> _Stored data_:
···

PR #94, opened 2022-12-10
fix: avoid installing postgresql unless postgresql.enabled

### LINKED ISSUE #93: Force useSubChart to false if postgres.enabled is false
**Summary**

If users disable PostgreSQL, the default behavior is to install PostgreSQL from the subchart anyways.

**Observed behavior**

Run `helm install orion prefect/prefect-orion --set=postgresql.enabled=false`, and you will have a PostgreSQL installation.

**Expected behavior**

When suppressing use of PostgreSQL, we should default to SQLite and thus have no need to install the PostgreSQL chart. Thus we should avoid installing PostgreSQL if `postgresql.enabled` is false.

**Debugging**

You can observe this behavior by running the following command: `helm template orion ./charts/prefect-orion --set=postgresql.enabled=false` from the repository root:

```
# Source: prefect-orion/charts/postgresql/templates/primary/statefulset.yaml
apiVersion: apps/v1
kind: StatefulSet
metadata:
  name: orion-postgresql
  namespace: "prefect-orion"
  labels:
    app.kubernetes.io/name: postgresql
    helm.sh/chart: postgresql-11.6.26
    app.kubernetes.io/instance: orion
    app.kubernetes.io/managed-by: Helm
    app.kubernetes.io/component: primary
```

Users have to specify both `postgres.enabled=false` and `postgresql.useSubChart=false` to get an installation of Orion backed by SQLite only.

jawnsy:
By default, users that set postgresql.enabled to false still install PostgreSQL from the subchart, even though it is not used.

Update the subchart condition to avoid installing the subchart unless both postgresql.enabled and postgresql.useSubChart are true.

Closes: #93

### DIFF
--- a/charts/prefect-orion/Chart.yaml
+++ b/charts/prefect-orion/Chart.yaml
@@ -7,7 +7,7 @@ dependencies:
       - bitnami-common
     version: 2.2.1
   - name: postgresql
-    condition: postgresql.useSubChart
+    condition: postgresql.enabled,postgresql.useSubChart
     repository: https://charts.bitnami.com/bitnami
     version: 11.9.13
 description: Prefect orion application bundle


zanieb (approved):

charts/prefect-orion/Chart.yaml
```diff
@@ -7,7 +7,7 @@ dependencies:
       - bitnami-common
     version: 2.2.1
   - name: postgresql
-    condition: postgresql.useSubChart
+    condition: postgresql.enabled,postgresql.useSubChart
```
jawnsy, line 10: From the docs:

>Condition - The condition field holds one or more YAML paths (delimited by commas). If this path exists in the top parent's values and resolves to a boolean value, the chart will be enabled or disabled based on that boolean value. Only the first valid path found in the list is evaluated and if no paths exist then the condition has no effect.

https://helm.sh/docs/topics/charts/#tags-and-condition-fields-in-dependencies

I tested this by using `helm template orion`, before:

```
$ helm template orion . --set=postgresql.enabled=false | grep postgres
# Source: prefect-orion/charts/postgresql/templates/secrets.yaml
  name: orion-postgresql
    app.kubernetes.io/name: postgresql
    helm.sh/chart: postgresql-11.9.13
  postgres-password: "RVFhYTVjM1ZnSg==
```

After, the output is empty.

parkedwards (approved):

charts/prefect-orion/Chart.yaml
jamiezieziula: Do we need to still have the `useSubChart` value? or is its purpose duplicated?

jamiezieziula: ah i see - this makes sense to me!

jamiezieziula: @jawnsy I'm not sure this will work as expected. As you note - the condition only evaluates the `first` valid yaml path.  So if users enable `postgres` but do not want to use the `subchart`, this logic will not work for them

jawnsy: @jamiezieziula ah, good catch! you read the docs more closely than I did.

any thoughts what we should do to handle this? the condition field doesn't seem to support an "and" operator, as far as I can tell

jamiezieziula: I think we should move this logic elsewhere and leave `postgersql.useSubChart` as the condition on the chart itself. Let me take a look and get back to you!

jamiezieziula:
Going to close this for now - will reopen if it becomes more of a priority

···

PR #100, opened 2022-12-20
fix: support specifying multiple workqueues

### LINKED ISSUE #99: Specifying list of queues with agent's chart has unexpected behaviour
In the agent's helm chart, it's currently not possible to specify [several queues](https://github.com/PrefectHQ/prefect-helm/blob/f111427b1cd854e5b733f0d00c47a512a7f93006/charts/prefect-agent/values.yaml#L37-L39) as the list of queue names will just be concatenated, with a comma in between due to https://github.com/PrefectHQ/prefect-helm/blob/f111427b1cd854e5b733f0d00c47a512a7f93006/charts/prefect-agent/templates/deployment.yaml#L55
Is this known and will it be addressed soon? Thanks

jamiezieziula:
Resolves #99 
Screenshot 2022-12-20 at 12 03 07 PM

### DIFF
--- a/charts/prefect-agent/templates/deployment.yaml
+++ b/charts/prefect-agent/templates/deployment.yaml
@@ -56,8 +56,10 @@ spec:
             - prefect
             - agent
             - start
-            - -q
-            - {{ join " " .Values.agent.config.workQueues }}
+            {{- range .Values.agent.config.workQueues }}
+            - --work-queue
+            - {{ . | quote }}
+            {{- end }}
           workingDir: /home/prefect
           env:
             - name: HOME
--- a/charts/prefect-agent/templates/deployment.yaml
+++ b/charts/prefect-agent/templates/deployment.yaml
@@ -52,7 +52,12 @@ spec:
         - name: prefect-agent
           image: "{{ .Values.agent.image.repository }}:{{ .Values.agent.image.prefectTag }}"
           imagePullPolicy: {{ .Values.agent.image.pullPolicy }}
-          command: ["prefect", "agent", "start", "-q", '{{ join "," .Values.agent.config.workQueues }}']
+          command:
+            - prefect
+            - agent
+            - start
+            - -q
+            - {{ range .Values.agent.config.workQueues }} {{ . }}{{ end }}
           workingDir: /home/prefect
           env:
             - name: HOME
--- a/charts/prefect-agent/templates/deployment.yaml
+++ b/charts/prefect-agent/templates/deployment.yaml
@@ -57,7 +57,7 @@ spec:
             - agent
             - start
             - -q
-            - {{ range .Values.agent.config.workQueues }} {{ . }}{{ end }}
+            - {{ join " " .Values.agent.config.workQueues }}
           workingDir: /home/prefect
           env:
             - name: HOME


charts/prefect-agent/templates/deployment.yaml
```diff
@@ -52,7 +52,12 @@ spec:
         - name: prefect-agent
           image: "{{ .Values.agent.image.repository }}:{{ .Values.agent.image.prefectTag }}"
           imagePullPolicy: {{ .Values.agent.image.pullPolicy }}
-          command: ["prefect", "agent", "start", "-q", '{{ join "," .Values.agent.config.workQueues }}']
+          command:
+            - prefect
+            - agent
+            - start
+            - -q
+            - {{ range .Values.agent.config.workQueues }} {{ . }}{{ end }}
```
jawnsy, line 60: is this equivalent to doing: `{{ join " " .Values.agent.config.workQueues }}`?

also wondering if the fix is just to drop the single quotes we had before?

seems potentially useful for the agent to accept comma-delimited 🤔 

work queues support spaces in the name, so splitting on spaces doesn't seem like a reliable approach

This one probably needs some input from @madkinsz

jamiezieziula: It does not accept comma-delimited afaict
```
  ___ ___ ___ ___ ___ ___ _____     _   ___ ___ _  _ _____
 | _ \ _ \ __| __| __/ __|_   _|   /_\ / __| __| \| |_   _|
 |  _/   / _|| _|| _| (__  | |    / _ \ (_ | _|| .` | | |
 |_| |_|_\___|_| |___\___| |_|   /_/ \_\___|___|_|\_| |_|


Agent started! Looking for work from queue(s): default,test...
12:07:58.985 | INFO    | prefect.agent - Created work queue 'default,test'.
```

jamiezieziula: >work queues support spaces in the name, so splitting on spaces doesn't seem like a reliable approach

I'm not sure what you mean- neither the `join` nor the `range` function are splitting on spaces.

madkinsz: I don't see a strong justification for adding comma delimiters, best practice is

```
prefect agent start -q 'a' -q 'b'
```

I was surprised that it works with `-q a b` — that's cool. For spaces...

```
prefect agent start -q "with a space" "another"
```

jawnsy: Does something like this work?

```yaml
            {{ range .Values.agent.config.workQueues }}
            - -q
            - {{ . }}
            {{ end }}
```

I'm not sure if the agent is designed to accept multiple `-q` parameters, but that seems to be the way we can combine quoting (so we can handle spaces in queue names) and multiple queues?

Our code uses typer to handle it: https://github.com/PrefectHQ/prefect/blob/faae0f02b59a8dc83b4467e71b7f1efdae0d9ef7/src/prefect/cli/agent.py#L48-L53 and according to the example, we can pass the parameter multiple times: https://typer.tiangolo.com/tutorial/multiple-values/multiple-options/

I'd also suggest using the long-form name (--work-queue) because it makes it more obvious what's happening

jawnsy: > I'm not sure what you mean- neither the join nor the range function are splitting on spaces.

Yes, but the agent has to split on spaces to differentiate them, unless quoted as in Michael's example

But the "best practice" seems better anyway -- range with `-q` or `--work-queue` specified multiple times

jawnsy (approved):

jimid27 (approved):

···

> _PROBLEM DESCRIPTION_:
Find every line above where the word "both" occurs, and copy that line.

> _EXERCISE ANSWER_:
Users have to specify both `postgres.enabled=false` and `postgresql.useSubChart=false` to get an installation of Orion backed by SQLite only.
Update the subchart condition to avoid installing the subchart unless both postgresql.enabled and postgresql.useSubChart are true.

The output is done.